Argues building should not be named after Confederate general

Rep. Sean Patrick Maloney, a Democrat who represents the Highlands in Congress, plans to ask the Secretary of the Army to rename a cadet barracks at West Point that honors Confederate Gen. Robert E. Lee, according to an Aug. 16 report in the Times Herald-Record of Middletown.

The request comes in response to violent protests in Charlottesville, Virginia, over the removal of a statue of Lee. There also are at least two portraits of Lee at the military academy, one in the mess hall and one in the library.

The new Davis Barracks at West Point will house 650 cadets. (Photo provided)

Sen.
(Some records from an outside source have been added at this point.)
PR #3189, opened 2026-08-08
fix(npm): reject non-ASCII hosted package names

### LINKED ISSUE #3007: npm hosted publish accepts non-ASCII package names (asymmetry with PyPI + the npm proxy path)
## Summary
Surfaced during the #2956 typo-squat red-team. Hosted npm `publish`/`publish_scoped` (`backend/src/api/handlers/npm.rs` ~3015-3040) validate the package name only via `validate_package_name` (empty/length/null/traversal/slash/leading-dot) — there is **no ASCII check**. The strict validator `is_valid_npm_name` exists but is applied only on the proxy-ownership path (~npm.rs:2803), not at publish.

By contrast: PyPI hosted upload enforces ASCII (`PypiHandler::normalize_name`, `backend/src/formats/pypi.rs:184`, folds non-ASCII to separators), and the npm proxy path already uses the strict validator. So a caller can publish an npm package with a Unicode homoglyph name (`nｕmpy`) to a hosted repo — enabling the impersonation the #2956 typo-squat detection then has to catch downstream.

## Impact
Low/defense-in-depth. The #2956 homoglyph + proximity-gated mixed-script curation detection now flags these, so it's not an open hole — but rejecting non-ASCII names at the hosted npm publish boundary (matching PyPI and the npm proxy path) is the cleaner primary defense and removes the asymmetry. Registry npm itself restricts names to a URL-safe/ASCII set.

## Fix direction
Apply `is_valid_npm_name` (or the registry's documented name grammar) at the hosted npm `publish`/`publish_scoped` entry, consistent with the proxy path and with PyPI's normalize. Confirm no legitimate existing hosted package relies on a non-ASCII name first. Keep it a validation-at-boundary change; the curation detection stays as the downstream backstop.

Related: #2956 (typo-squat detection), the shared curation typosquat work.

cazlo:
## Summary

- reject non-ASCII package names at the decoded hosted npm publish boundary
- cover both unscoped and scoped publish routes, including percent-encoded Unicode input
- preserve the handler's existing ASCII and uppercase compatibility

## Why

The hosted publish validator checked length and path shape but did not require ASCII, so Unicode homoglyph names such as `nｕmpy` could reach publication. The proxy path already uses a stricter npm-name validator, leaving an avoidable asymmetry at the primary write boundary.

This uses an explicit ASCII check instead of replacing the hosted validator with `is_valid_npm_name`: that helper also rejects uppercase names, while existing hosted behavior and tests accept `MyPackage` and `@Scope/Package`. A lowercase/grammar migration would be a separate compatibility decision.

Validation happens after URL decoding and before `publish_package`, so rejected names cannot reach repository lookup, payload parsing, metadata persistence, or object storage.

## Validation

Local:

- `cargo nextest run --workspace --lib -E 'test(/validate_npm_package_name|publish_.*non_ascii|publish_ascii_names_accepted/)'` — 11 passed
- `cargo fmt --all --check`
- `cargo check --workspace`

- 14,750/14,750 backend tests passed; 8 skipped
- 86.94% overall line coverage
- 96% changed-line coverage (1,878/1,941)
- strict lint and all nine integration shards passed
- image build, scan, sign, and verification passed
- PyPI/npm/Cargo native-client smoke passed
- Playwright web E2E passed 11/11

Closes #3007

### DIFF
--- a/backend/src/api/handlers/npm.rs
+++ b/backend/src/api/handlers/npm.rs
@@ -761,10 +761,10 @@ fn normalize_package_name(raw: &str) -> String {
 
 /// Validate a decoded npm package name.
 ///
-/// Rejects names with path traversal sequences, null bytes, and names that
-/// violate the npm naming rules (empty, too long, leading dot/underscore,
-/// non-lowercase for unscoped packages). Called after URL decoding to catch
-/// percent-encoded attacks like `%2e%2e%2f`.
+/// Rejects non-ASCII names, path traversal sequences, null bytes, and names
+/// that violate the handler's existing shape rules (empty, too long, leading
+/// dot/underscore). Called after URL decoding to catch percent-encoded attacks
+/// like `%2e%2e%2f` and percent-encoded Unicode homoglyphs.
 #[allow(clippy::result_large_err)]
 fn validate_package_name(name: &str) -> Result<(), Response> {
     if name.is_empty() {
@@ -775,6 +775,12 @@ fn validate_package_name(name: &str) -> Result<(), Response> {
     }
     if name.len() > 214 {
         return Err(map_status(StatusCode::BAD_REQUEST, "Package name too long"));
+    }
+    if !name.is_ascii() {
+        return Err(map_status(
+            StatusCode::BAD_REQUEST,
+            "Package name must contain only ASCII characters",
+        ));
     }
     if name.contains('\0') {
         return Err(map_status(
@@ -813,6 +819,25 @@ fn validate_package_name(name: &str) -> Result<(), Response> {
         ));
     }
     Ok(())
+}
+
+#[allow(clippy::result_large_err)]
+fn validate_publish_package_name(raw: &str) -> Result<String, Response> {
+    let package = normalize_package_name(raw);
+    validate_package_name(&package)?;
+    Ok(package)
+}
+
+#[allow(clippy::result_large_err)]
+fn validate_scoped_publish_package_name(
+    raw_scope: &str,
+    raw_package: &str,
+) -> Result<String, Response> {
+    let scope = normalize_package_name(raw_scope);
+    let package = normalize_package_name(raw_package);
+    let full_name = build_scoped_package_name(&scope, &package);
+    validate_package_name(&full_name)?;
+    Ok(full_name)
 }
 
 fn map_status(status: StatusCode, msg: &str) -> Response {
@@ -3624,8 +3649,7 @@ async fn publish(
     headers: HeaderMap,
     body: Bytes,
 ) -> Result<Response, Response> {
-    let package = normalize_package_name(&package);
-    validate_package_name(&package)?;
+    let package = validate_publish_package_name(&package)?;
     publish_package(&state, auth, &repo_key, &package, &headers, body).await
 }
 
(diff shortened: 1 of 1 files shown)


brandonrc:
Reviewed and pushed one remediation commit (d18859d). The fix is right; the placement was broader than the issue.

## What I changed

`validate_package_name` is not the publish validator — it is the **shared** validator behind 11 call sites, and only 2 of them are publish:

| route | fn | line |
|---|---|---|
| `GET` packument | `get_metadata` / `get_scoped_metadata` | 1691, 1704 |
| `GET` version metadata | `get_version_metadata` | 1714, 1726 |
| `GET` tarball | `download_tarball` / `download_scoped_tarball` | 2847, 2859 |
| `GET`/`PUT`/`DELETE` dist-tags | `dist_tags_get` / `dist_tags_put` / `dist_tags_delete` | 4003, 4041, 4116 |

Putting `!name.is_ascii()` inside it therefore applies the rule to **reads**, for local, virtual *and* remote repositories. Two consequences beyond what #3007 asks for:

1. Any non-ASCII package already published becomes permanently unreadable — packument and tarball both `400`. The remediation for an existing homoglyph package should be deleting it, not making it a silent `400` that also hides it from the curation tooling.
2. `download_tarball` serves **remote/proxy** repos. npm grandfathers names that predate its URL-safe rule (`validate-npm-package-name` only rejects non-URL-safe characters for *new* packages), so this would block proxied pulls of legacy upstream names on name shape alone — a proxy behaviour change nobody asked for.

The PR already had the right structure for this — `validate_publish_package_name` / `validate_scoped_publish_package_name` — but those wrappers did nothing the previous inline code did not. I moved the ASCII rule into `assert_publishable_package_name`, called only from those two wrappers, so the wrappers now carry the rule that justifies them.

## Tests

Kept yours; added two.

- `test_non_ascii_names_remain_readable_on_the_shared_validator` — the guard against re-introducing this. Asserts `validate_package_name` still accepts `nｕmpy`, `@ｓcope/package`, `@scope/pａckage`, `日本語`.
- `test_same_names_are_still_blocked_at_publish` — its positive control. Without it, deleting the publish-side check would leave the read guard passing on its own and prove nothing.

## Revert-proof

Both directions, faithfully reverted against the merge base.

Revert the publish check (`assert_publishable_package_name` → `Ok(())`):

```
FAIL test_same_names_are_still_blocked_at_publish
FAIL test_publish_unscoped_non_ascii_names_rejected
FAIL test_publish_scoped_non_ascii_names_rejected
PASS test_non_ascii_names_remain_readable_on_the_shared_validator
4 tests run: 1 passed, 3 failed
```

Restore this PR’s original placement (ASCII check back inside `validate_package_name`):

```
FAIL test_non_ascii_names_remain_readable_on_the_shared_validator
     panicked: read path must still resolve nｕmpy; the ASCII rule is publish-only
PASS test_same_names_are_still_blocked_at_publish
PASS test_publish_unscoped_non_ascii_names_rejected
PASS test_publish_scoped_non_ascii_names_rejected
4 tests run: 3 passed, 1 failed
```

So each guard fails for its own reason and neither is hollow.

Full run green: 13/13 on the name-validation selector, `cargo fmt --all`, `SQLX_OFFLINE=true cargo build --lib --tests` clean.

One thing I left alone deliberately: renaming `test_validate_npm_package_name_uppercase_rejected` → `_accepted` was correct. The old name contradicted its own body, which asserted `is_ok()` — a mislabelled test, not a behaviour change.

Kirsten Gillibrand (D-N.Y.) also said she planned to ask that the name be changed. Maloney and Gillibrand are members of the 15-person West Point Board of Visitors, which advises the academy.

Lee graduated second in the West Point Class of 1829 and ran the academy from 1852 to 1855. The barracks are adjacent to Grant Hall, named for Ulysses S. Grant, an 1843 graduate who accepted Lee’s surrender at Appomattox in 1865.

On Aug. 18, West Point opened a new barracks named for Gen. Benjamin Davis Jr., who was the only black cadet when he arrived in 1932, lived alone on campus and was shunned by his classmates.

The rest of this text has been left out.